I’ve always admired the do-it-yourself spirit because it conjures a mental image of self-sufficiency and determination – the resilience and tenacity ingrained in the DNA of the human condition to see a need and make it happen.
When we hear the term DIY the immediate thought may turn to home or auto repairs, a person who possesses the quizzical mind to comprehend how something operates and the manual dexterity to go out and fix it.
However, extrapolating the definition of DIY encompasses something much broader and significantly more inclusive on both the small and large scale that comprises everything from personal growth and achievement to the underpinnings of political movements and the building of nations.
Sound too grand? Think about where you live. If you want to boil it down to the bare-bones basics, the United States was founded by a group of forward-thinkers who saw a better way to do things, and then set out to change it.
Yes, that’s an oversimplification; however, the DIY spirit has generated significant groundswell in the past. In the late 1970s and early 1980s when certain bands felt shut out of access to major record labels, they decided to start their own labels, record their own music, package their own albums and create their own on-the-fly touring routes crisscrossing the United States to make their music accessible to the masses. That DIY ethos defined the punk rock revolution which went on to inspire countless I-can-do-that-too garage bands and spawned new wave, alternative, grunge and other musical genres.

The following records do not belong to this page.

PR #5376, opened 2023-06-28
fixed no bins in output bug

Ralwoss:
FOR CONTRIBUTOR:

### DIFF
--- a/tools/das_tool/das_tool.xml
+++ b/tools/das_tool/das_tool.xml
@@ -83,9 +83,9 @@ DAS_Tool
         </data>
         <collection name="bins" type="list" label="${tool.name} on ${on_string}: Bins">
             <filter>output['write_bins']['write_bins'] != ""</filter>
-            <discover_datasets pattern="^(?!unbinned\.fa)((?P&lt;designation&gt;.*)\.fa)" format="fasta" directory="outputs_DASTool_bins" />
+            <discover_datasets pattern="^(?!unbinned\.fa)((?P&lt;designation&gt;.*)\.fa)" format="fasta" directory="outputs_DASTool_bins"/>
           </collection>
-        <data name="unbinned_contigs" format="fasta" from_work_dir="outputs_DASTool_bins/unbinned.fa" label="${tool.name} on ${on_string}: Unbinned contigs" >
+        <data name="unbinned_contigs" format="fasta" from_work_dir="outputs_DASTool_bins/unbinned.fa" label="${tool.name} on ${on_string}: Unbinned contigs">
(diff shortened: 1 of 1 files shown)


tools/das_tool/das_tool.xml
```diff
@@ -83,7 +83,7 @@ DAS_Tool
         </data>
         <collection name="bins" type="list" label="${tool.name} on ${on_string}: Bins">
             <filter>output['write_bins']['write_bins'] != ""</filter>
-            <discover_datasets pattern=".*?\.(?P&lt;designation&gt;.*)\.fa" format="fasta" directory="outputs_DASTool_bins" />
```
bernt-matthias, line 86: Do you know the motivation for the old Regex? Or how those filenames are constructed? 

Maybe the idea was to allow for some prefix ending with a dot... 

Closer to the original idea might be 
`(?:.*\.)?(?P<designation>.*)\.fa`

However, we definitely should have a test case covering this. Seems that this is missing.

Ralwoss: Yes, thank you. The file names come from the input file names, so there are cases with prefixes. It is fixed

tools/das_tool/das_tool.xml
```diff
@@ -83,7 +83,7 @@ DAS_Tool
         </data>
         <collection name="bins" type="list" label="${tool.name} on ${on_string}: Bins">
             <filter>output['write_bins']['write_bins'] != ""</filter>
-            <discover_datasets pattern="(?P&lt;designation&gt;.*)\.fa" format="fasta" directory="outputs_DASTool_bins" />
+            <discover_datasets pattern="^(?!unbinned\.fa)((?:.*\.)?(?P&lt;designation&gt;.*)\.fa)" format="fasta" directory="outputs_DASTool_bins" />
```
bernt-matthias, line 86: Is the non-capturing group:  `(?:.*\.)?` really needed.

For instance if there are two files, `a.x.fa` and `b.x.fa` they would both yield the same designation, i.e. `x`. I guess this should be done only if such a conflict can not occur. Can we exclude this possibility?

Otherwise, maybe just

```suggestion
            <discover_datasets pattern="^(?!unbinned\.fa)((?P&lt;designation&gt;.*)\.fa)" format="fasta" directory="outputs_DASTool_bins" />
```

Ralwoss: Yes, I removed the prefix filtering now. This way it is less likely to have conflicting designations

bebatut (approved):
Thanks @Ralwoss for the fix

More recently, an unexpected collection of DIY enthusiasts is helping to save a number of species indigenous to a continent’s ecosystem. Taking a skill usually known for creating scarves and sweaters for friends and family knitters from around the world are crafting handmade pouches, nests and mittens for animals that have been injured or had their natural habitat destroyed by the wildfires that ravaged a significant swath of Australia. From Kangaroos and koalas to bats and wallabies, countless animals that have been rescued and relocated are being aided by an army of knitters, sewers and crochet divas who are funneling their skills as hobbyists toward an astounding and inspirational purpose.
Although those are bold examples, most of the pleasure from a DIY project is found on the much smaller scale of personal satisfaction and individual fulfillment that comes from doing something you love and putting passion behind a purpose, which is why we’re dedicating this issue of Capital Area Women’s LifeStyle Magazine to the DIYers and the dreamers among us.
DIY doesn’t solely serve as a measurement of handiness or craftiness. More often than not, it’s and attitude, a state of being and way of thinking, that can, has and does change lives in our world.